* PROVIDED RECORDS *

PR #724, opened 2016-11-07
Go: Add InternalFetch

### LINKED ISSUE #706: Make it easier for handwritten clients to wrap Iterator
The motivating example is https://code-review.googlesource.com/#/c/8997/ .
It is much too complicated for handwritten clients to wrap the generated Iterators and maintain idiomatic surface.

pongad:
InternalFetch is a low-level method for accessing a page in paginating
RPCs.
They are only exported when internal_fetch GAPIC option is set to true.

Fixes #706.


src/test/java/com/google/api/codegen/testdata/go_main_library.baseline
```diff
@@ -686,6 +670,13 @@ type BookIterator struct {
     items    []*librarypb.Book
     pageInfo *iterator.PageInfo
     nextFunc func() error
+
+    // internalFetch is for use by the Google Cloud Libraries only.
+    //
+    // internalFetch returns results from a single call to the underlying RPC.
+    // The number of results is no greater than pageSize.
+    // If there are no more results, nextPageToken is empty and err is nil.
+    internalFetch func(pageSize int, pageToken string) (results []*librarypb.Book, nextPageToken string, err error)
```
jba: You have to export it so the handwritten client can access it.

garrettjonesgoogle:
Why do we want to hide this when there is now handwritten client?

src/test/java/com/google/api/codegen/testdata/go_main_library.baseline
pongad: I made the change to export it on a config but forgot to change the config. Done.

pongad:
@garrettjonesgoogle It's the opposite. We only want to expose this when there's a handwritten client. The functionality is low-level and the user shouldn't have to bother. On the other hand, handwritten client might want to wrap our iterators, this makes wrapping easier.

garrettjonesgoogle:
I mistyped, I meant "no", not "now." 

I know the user shouldn't "have to" bother, but is it necessary to hide it? What if someone else wants to make their own iterator in their own client for some reason?

pongad:
@garrettjonesgoogle The [iterator](https://godoc.org/google.golang.org/api/iterator) is not stable. We promise that we won't break the methods on the iterator, but we explicitly state that the "constructor" of the iterator might change in the future. 

InternalFetch is design specifically to help with the current constructor, so we want to discourage users from using it directly, hence the comment "for use by the Google Cloud Libraries only".

garrettjonesgoogle:
But then we still have the problem of exposing something unstable when the handwritten client is present. I would prefer to make sure we have a good strategy for marking code that is known to be unstable, and just be consistent in the gapic clients across the board. @jba do you have an opinion on this point?

jba:
In handwritten Go code we usually just write something like "This method is not part of the stable interface of this package" or something along those lines. That's fine. Not ideal, but fine.

pongad:
@garrettjonesgoogle @jba Ping. I think I have addressed all concerns now.

garrettjonesgoogle:
@pongad , since we appear to have a strategy for marking unstable code (the verbiage by @jba ), I would like to expose this internal fetch functionality in all cases, just with the right comments on it.

pongad:
@garrettjonesgoogle That would probably make generation easier and more consistent. I'm on it.

garrettjonesgoogle:
Since this no longer touches MVVM code, I wash my hands :-)

pongad:
Since @garrettjonesgoogle washed his hands and @jba approved. I'll go ahead and merge.

PR #726, opened 2016-11-07
Multiple fixes to resource name generation

michaelbausor:
- Update surface namer to import specific resource names used in
  construction of oneof resource names
- Update namespaces
- Update get/set functions to include resource name type
- Update baselines


src/main/java/com/google/api/codegen/transformer/SurfaceNamer.java
```diff
@@ -255,21 +251,24 @@ public String getFieldSetFunctionName(TypeRef type, Name identifier) {
     }
   }
 
-  public String getResourceNameFieldSetFunctionName(TypeRef type, Name identifier) {
+  public String getResourceNameFieldSetFunctionName(FieldConfig fieldConfig, TypeRef type) {
```
garrettjonesgoogle: You could get by without the type parameter, and instead use `fieldConfig.getField().getType()`. (It looks like this pairing occurs several times in `SurfaceNamer`)

src/main/java/com/google/api/codegen/transformer/java/JavaModelTypeNameConverter.java
```diff
@@ -227,6 +231,21 @@ public TypeName getTypeNameForTypedResourceName(
     }
   }
 
+  private static String getResourceNamePackage(ProtoFile file, ResourceNameType resourceNameType) {
```
garrettjonesgoogle: My preference would be for the type (resourceNameType) to know what package itself is in (i.e. all of the logic here); that bundles the concept together more coherently. Basically I think the "implicit package" analog in this case is actually inside `ResourceNameType`.

michaelbausor: This runs into the problem that packaging is language-dependent. So it will be necessary to have the JavaModelTypeNameConverter, or some other Java-specific class, involved somewhere in the package construction.

Or alternatively, the ResourceNameConfig could provide a getJavaPackage() method, and other languages would add a (for example) getCSharpPackage() method as required. This seems neater that what we have right now, but a bit of a break with the existing patterns.

michaelbausor:
PTAL

src/main/java/com/google/api/codegen/transformer/InitCodeTransformer.java
```diff
@@ -39,6 +38,7 @@
 import com.google.api.codegen.viewmodel.SimpleInitValueView;
 import com.google.api.codegen.viewmodel.StructureInitCodeLineView;
 import com.google.api.codegen.viewmodel.testing.GapicSurfaceTestAssertView;
+import com.google.api.tools.framework.model.ProtoFile;
```
garrettjonesgoogle: dead import?

PR #727, opened 2016-11-08
Fix java unit test gen with latest gax.

shinfan:
Tested against api-client-staging repo.


garrettjonesgoogle:
LGTM

shinfan:
I will submit once the travis is ok

PR #728, opened 2016-11-08
Fix C# enum naming

### LINKED ISSUE #725: C# incorrect enum name
See https://github.com/GoogleCloudPlatform/google-cloud-dotnet/commit/6fd7a38cf662e41c53a5fe9532debbedea8bc2fa for manual fix. Needs codegen fix.

"The C# protoc plugin removes a prefix of the enum name from enum values. We need to do the same in the toolkit generator."

chrisdunelm:
Fixes #725


jskeet:
Ah, I think I see now - the code already there, but it was receiving the wrong value, so wasn't trimming properly. If that's the case, LGTM :)

chrisdunelm:
Correct, it wasn't trimming because the enum name was "CommitRequest+Types+Mode", rather than just "Mode"

PR #729, opened 2016-11-08
Minor fixes for resource name list methods

michaelbausor:


garrettjonesgoogle:
LGTM after travis passes

PR #730, opened 2016-11-08
Java gapic: Fixing settings builder with no default instance

garrettjonesgoogle:


src/main/resources/com/google/api/codegen/java/settings.snip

* AIM OF THE EXERCISE *
I'd like the records returned exactly as they were written, please.

* OUTPUT OF THE TASK *
PR #724, opened 2016-11-07
Go: Add InternalFetch

### LINKED ISSUE #706: Make it easier for handwritten clients to wrap Iterator
The motivating example is https://code-review.googlesource.com/#/c/8997/ .
It is much too complicated for handwritten clients to wrap the generated Iterators and maintain idiomatic surface.

pongad:
InternalFetch is a low-level method for accessing a page in paginating
RPCs.
They are only exported when internal_fetch GAPIC option is set to true.

Fixes #706.


src/test/java/com/google/api/codegen/testdata/go_main_library.baseline
```diff
@@ -686,6 +670,13 @@ type BookIterator struct {
     items    []*librarypb.Book
     pageInfo *iterator.PageInfo
     nextFunc func() error
+
+    // internalFetch is for use by the Google Cloud Libraries only.
+    //
+    // internalFetch returns results from a single call to the underlying RPC.
+    // The number of results is no greater than pageSize.
+    // If there are no more results, nextPageToken is empty and err is nil.
+    internalFetch func(pageSize int, pageToken string) (results []*librarypb.Book, nextPageToken string, err error)
```
jba: You have to export it so the handwritten client can access it.

garrettjonesgoogle:
Why do we want to hide this when there is now handwritten client?

src/test/java/com/google/api/codegen/testdata/go_main_library.baseline
pongad: I made the change to export it on a config but forgot to change the config. Done.

pongad:
@garrettjonesgoogle It's the opposite. We only want to expose this when there's a handwritten client. The functionality is low-level and the user shouldn't have to bother. On the other hand, handwritten client might want to wrap our iterators, this makes wrapping easier.

garrettjonesgoogle:
I mistyped, I meant "no", not "now." 

I know the user shouldn't "have to" bother, but is it necessary to hide it? What if someone else wants to make their own iterator in their own client for some reason?

pongad:
@garrettjonesgoogle The [iterator](https://godoc.org/google.golang.org/api/iterator) is not stable. We promise that we won't break the methods on the iterator, but we explicitly state that the "constructor" of the iterator might change in the future. 

InternalFetch is design specifically to help with the current constructor, so we want to discourage users from using it directly, hence the comment "for use by the Google Cloud Libraries only".

garrettjonesgoogle:
But then we still have the problem of exposing something unstable when the handwritten client is present. I would prefer to make sure we have a good strategy for marking code that is known to be unstable, and just be consistent in the gapic clients across the board. @jba do you have an opinion on this point?

jba:
In handwritten Go code we usually just write something like "This method is not part of the stable interface of this package" or something along those lines. That's fine. Not ideal, but fine.

pongad:
@garrettjonesgoogle @jba Ping. I think I have addressed all concerns now.

garrettjonesgoogle:
@pongad , since we appear to have a strategy for marking unstable code (the verbiage by @jba ), I would like to expose this internal fetch functionality in all cases, just with the right comments on it.

pongad:
@garrettjonesgoogle That would probably make generation easier and more consistent. I'm on it.

garrettjonesgoogle:
Since this no longer touches MVVM code, I wash my hands :-)

pongad:
Since @garrettjonesgoogle washed his hands and @jba approved. I'll go ahead and merge.

PR #726, opened 2016-11-07
Multiple fixes to resource name generation

michaelbausor:
- Update surface namer to import specific resource names used in
  construction of oneof resource names
- Update namespaces
- Update get/set functions to include resource name type
- Update baselines


src/main/java/com/google/api/codegen/transformer/SurfaceNamer.java
```diff
@@ -255,21 +251,24 @@ public String getFieldSetFunctionName(TypeRef type, Name identifier) {
     }
   }
 
-  public String getResourceNameFieldSetFunctionName(TypeRef type, Name identifier) {
+  public String getResourceNameFieldSetFunctionName(FieldConfig fieldConfig, TypeRef type) {
```
garrettjonesgoogle: You could get by without the type parameter, and instead use `fieldConfig.getField().getType()`. (It looks like this pairing occurs several times in `SurfaceNamer`)

src/main/java/com/google/api/codegen/transformer/java/JavaModelTypeNameConverter.java
```diff
@@ -227,6 +231,21 @@ public TypeName getTypeNameForTypedResourceName(
     }
   }
 
+  private static String getResourceNamePackage(ProtoFile file, ResourceNameType resourceNameType) {
```
garrettjonesgoogle: My preference would be for the type (resourceNameType) to know what package itself is in (i.e. all of the logic here); that bundles the concept together more coherently. Basically I think the "implicit package" analog in this case is actually inside `ResourceNameType`.

michaelbausor: This runs into the problem that packaging is language-dependent. So it will be necessary to have the JavaModelTypeNameConverter, or some other Java-specific class, involved somewhere in the package construction.

Or alternatively, the ResourceNameConfig could provide a getJavaPackage() method, and other languages would add a (for example) getCSharpPackage() method as required. This seems neater that what we have right now, but a bit of a break with the existing patterns.

michaelbausor:
PTAL

src/main/java/com/google/api/codegen/transformer/InitCodeTransformer.java
```diff
@@ -39,6 +38,7 @@
 import com.google.api.codegen.viewmodel.SimpleInitValueView;
 import com.google.api.codegen.viewmodel.StructureInitCodeLineView;
 import com.google.api.codegen.viewmodel.testing.GapicSurfaceTestAssertView;
+import com.google.api.tools.framework.model.ProtoFile;
```
garrettjonesgoogle: dead import?

PR #727, opened 2016-11-08
Fix java unit test gen with latest gax.

shinfan:
Tested against api-client-staging repo.


garrettjonesgoogle:
LGTM

shinfan:
I will submit once the travis is ok

PR #728, opened 2016-11-08
Fix C# enum naming

### LINKED ISSUE #725: C# incorrect enum name
See https://github.com/GoogleCloudPlatform/google-cloud-dotnet/commit/6fd7a38cf662e41c53a5fe9532debbedea8bc2fa for manual fix. Needs codegen fix.

"The C# protoc plugin removes a prefix of the enum name from enum values. We need to do the same in the toolkit generator."

chrisdunelm:
Fixes #725


jskeet:
Ah, I think I see now - the code already there, but it was receiving the wrong value, so wasn't trimming properly. If that's the case, LGTM :)

chrisdunelm:
Correct, it wasn't trimming because the enum name was "CommitRequest+Types+Mode", rather than just "Mode"

PR #729, opened 2016-11-08
Minor fixes for resource name list methods

michaelbausor:


garrettjonesgoogle:
LGTM after travis passes

PR #730, opened 2016-11-08
Java gapic: Fixing settings builder with no default instance

garrettjonesgoogle:


src/main/resources/com/google/api/codegen/java/settings.snip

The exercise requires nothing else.